Leslie, Matthew, Alex and others who have said or think that Obama has not "accomplished enough": Have you considered that there is usually a different role to play by inspirers and implementers? Jesus Christ, the Christian Evangelists, Mohammed, Moses and Abraham, Confucius, Abraham Lincoln, Martin Luther King, John F Kennedy, Shakespeare, Jane Austen, Teresa of Avila, Enheduanna, many other men and, alas, as of yet, only a few known women, from different world cultures have contributed insights and wisdom in the eloquence necessary to express them effectively. They had, and continue to have, major roles in shaping human culture. Without them, those who implement their insights and wisdom into policies, procedures and other actions would not have known to do what they are enabled by the inspiration and insight to do nor the guidance needed.

Superior intellectual accomplishment, insight/soul work and eloquence are usually underrated, feared and envied, in particular by those who aspire to these skills and yet do not have the magnanimity to show appreciation and gratitude when they experience it in others.

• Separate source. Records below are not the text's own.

PR #487, opened 2023-03-07
Incorrect ReturnType of `DurableOrchestrationClient.getStatus`

### LINKED ISSUE #486: Incorrect ReturnType of `DurableOrchestrationClient.getStatus`
**Describe the bug**
`DurableOrchestrationClient` interface states that `getStatus()` returns `Promise<DurableOrchestrationStatus>`. This is correct for instances that exist and weren't purged. But for purged instances `getStatus()` returns an empty string. This is highly unexpected and should be fixed.

**Investigative information**

- Durable Functions extension version: 4.0.5030
- durable-functions npm module version: 1.5.4
- Language (JavaScript/TypeScript) and version: 4.8.4 (Typescript)
- Node.js version: 16.15.1

**To Reproduce**

```javascript
const client = getClient(context);
const instanceId = await client.startNew("MY_ORCHESTRATOR");

await client.getStatus(instanceId) // -> returns DurableOrchestrationStatus object

await client.purgeInstanceHistory(instanceId)
await client.getStatus(instanceId) // -> returns ""
```

**Expected behavior**
Interface of `DurableOrchestrationClient.getStatus()` represents the actual ReturnType of the method.

christianemmert:
- Fixes the ReturnType of `DurableOrchestrationClient.getStatus` when no `response.data` is sent back by the client e.g. no instance found or instance is purged

Resolves #486

### DIFF
--- a/src/durableorchestrationclient.ts
+++ b/src/durableorchestrationclient.ts
@@ -211,7 +211,7 @@ export class DurableOrchestrationClient {
         showHistory?: boolean,
         showHistoryOutput?: boolean,
         showInput?: boolean
-    ): Promise<DurableOrchestrationStatus> {
+    ): Promise<DurableOrchestrationStatus | undefined> {
         const options: GetStatusOptions = {
             instanceId,
             showHistory,
@@ -226,6 +226,9 @@ export class DurableOrchestrationClient {
             case 400: // instance failed or terminated
             case 404: // instance not found or pending
             case 500: // instance failed with unhandled exception
+                if (!response.data || !Object.keys(response.data).length) {
+                    return undefined;
+                }
                 return response.data as DurableOrchestrationStatus;
             default:
                 return Promise.reject(this.createGenericError(response));
--- a/src/durableorchestrationclient.ts
+++ b/src/durableorchestrationclient.ts
@@ -211,7 +211,7 @@ export class DurableOrchestrationClient {
         showHistory?: boolean,
         showHistoryOutput?: boolean,
         showInput?: boolean
-    ): Promise<DurableOrchestrationStatus | undefined> {
+    ): Promise<DurableOrchestrationStatus> {
         const options: GetStatusOptions = {
             instanceId,
             showHistory,
@@ -223,13 +223,10 @@ export class DurableOrchestrationClient {
         switch (response.status) {
             case 200: // instance completed
             case 202: // instance in progress
+                return response.data as DurableOrchestrationStatus;
             case 400: // instance failed or terminated
             case 404: // instance not found or pending
             case 500: // instance failed with unhandled exception
-                if (!response.data || !Object.keys(response.data).length) {
-                    return undefined;
-                }
-                return response.data as DurableOrchestrationStatus;
             default:
                 return Promise.reject(this.createGenericError(response));
         }
--- a/samples/UnitTesting/DurableFunctionsHttpStart/index.ts
+++ b/samples/UnitTesting/DurableFunctionsHttpStart/index.ts
@@ -1,5 +1,5 @@
-﻿import * as df from "durable-functions"
-import { AzureFunction, Context, HttpRequest } from "@azure/functions"
+﻿import * as df from "durable-functions";
+import { AzureFunction, Context, HttpRequest } from "@azure/functions";
 
 const httpStart: AzureFunction = async function (context: Context, req: HttpRequest): Promise<any> {
     const client = df.getClient(context);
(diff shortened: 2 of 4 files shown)


christianemmert:
@microsoft-github-policy-service agree

src/durableorchestrationclient.ts
```diff
@@ -226,6 +226,9 @@ export class DurableOrchestrationClient {
             case 400: // instance failed or terminated
             case 404: // instance not found or pending
             case 500: // instance failed with unhandled exception
+                if (!response.data || !Object.keys(response.data).length) {
+                    return undefined;
+                }
                 return response.data as DurableOrchestrationStatus;
             default:
                 return Promise.reject(this.createGenericError(response));
```
davidmrdavid: Is there a reason why you would prefer to get `undefined` instead of throwing an exception? The latter seems, to me, more helpful as it forces the end user to respond / deal with the exception, whereas `undefined` variables can cause silent errors.

davidmrdavid (commented):
Thanks for your contribution. Just have a question about the design:

src/durableorchestrationclient.ts
christianemmert: The idea was to handle this issue more gracefully, which would not break existing implementations. But I agree that throwing an exception, in this case, would be a more idiomatic approach.

davidmrdavid: That makes sense. I understand the concern not to break existing implementations but, in this case, upgrading to a package does not happen automatically so I'm not personally too concerned about throwing this exception starting on a newer release.

@christianemmert: I would personally feel more comfortable merging a new exception-throwing case than introducing an explicit `undefined` here. If my reasons above seem sound to you, would you mind updating your PR here? Otherwise, I can think about this `undefined` alternative some more and make the final edits myself. Thanks!

christianemmert: Even though a package update does not happen automatically, a user of this package expects a package maintainer to follow semver rules. This means introducing a breaking change by throwing an additional exception should be done in a major release.

In my opinion, this is a nasty bug that should be fixed sooner rather than later, e.g. in a patch release.

ejizba: People might be handling the empty string right now, so changing to undefined would break them as well. I agree this fix should be done in a major release, and I think all the solutions discussed so far are equally breaking.

The good news is we are actually about to announce public preview of the next major version. @hossam-nasr @davidmrdavid can we fix this for v3 ASAP?

christianemmert: You are right people might have dealt with this issue in different ways as such either way it would break stuff for some or another.

Changed the fix to throw an error instead: [a95be58](https://github.com/Azure/azure-functions-durable-js/pull/487/commits/a95be58d4cbf5cfb612a58b6f8860c34fe727a49)

davidmrdavid: Thanks for the fix @christianemmert.
Based on @ejizba's suggestion, I think this is a good candidate for the v3 version that's, as of today, in public preview. Let me re-target this PR for that branch.

davidmrdavid: Hmm, seems that might not easy to do through the GitHub UI, due to the divergence between the two v2 and v3 branches. causing merge conflicts, so for now I'm keeping this branch as targeting v2. 

We might need to do some manual porting. @christianemmert - if you would like to continue driving this change, you're welcome to re-target this diff to V3, although it will require cherry-picking your commits. Otherwise, I'm happy to take over this PR and do that myself. Please let me know if you have a preference.

hossam-nasr:
Hi @christianemmert ,

Thank you so much for your contribution!

As others have pointed out, this would be a breaking change, so this change would have to be done on the new preview `v3.x` version. This is definitely a bugfix that we would like to see happen in `v3.x`, but I am uncomfortable accepting this change as-is without more manual testing and investigation. This PR would throw an error any time the client receives a 400, 404, or 500 response. But, there are still cases where those status codes contain valid `DurableOrchestrationStatus` objects that we should pass back to the user. We receive 400 when the instance failed or terminated, 404 when the instance is pending, and 500 when the instance failed with an unhandled exception. 

There are two parts I see here:

1. The SDK should throw an error when there's an empty response for whatever reason. This should guard us against potential unexpected behavior from the extension and still live up to the promise of always returning a `DurableOrchestrationStatus`
2. That alone may not be the bugfix we seek, since it's possible the extension should be returning a valid `DurableOrchestrationStatus`, but isn't for some reason. So we need to investigate the cases in which an empty response is returned, and identify if that's expected behavior or a bug that should be fixed on the extension side.

Based on this, I'll go ahead and close this PR. The good news is that with the preview announcement of `v3.x` today, we should have more time to investigate this further and apply a fix!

Gracious and humble acceptance of Obama and the gifts he is bringing to us and to the world is at present too lacking in the U.S.A. The skills, accomplishments, behaviors and humility that both he and Michelle have already shown make them role models for any persons who have the good of our nation and of the rest of the world in our hearts, souls and minds.

Jay Richard Jones said:
I think President Obama would be well advised to decline the Nobel Peace Award. Being recognized for inspiring the world to peace is quite apart from helping the world accomplish it. I don't think he's yet earned the award, and if he agrees in his heart, his stature in the world would be enhanced substantially by graciously and humbly declining it.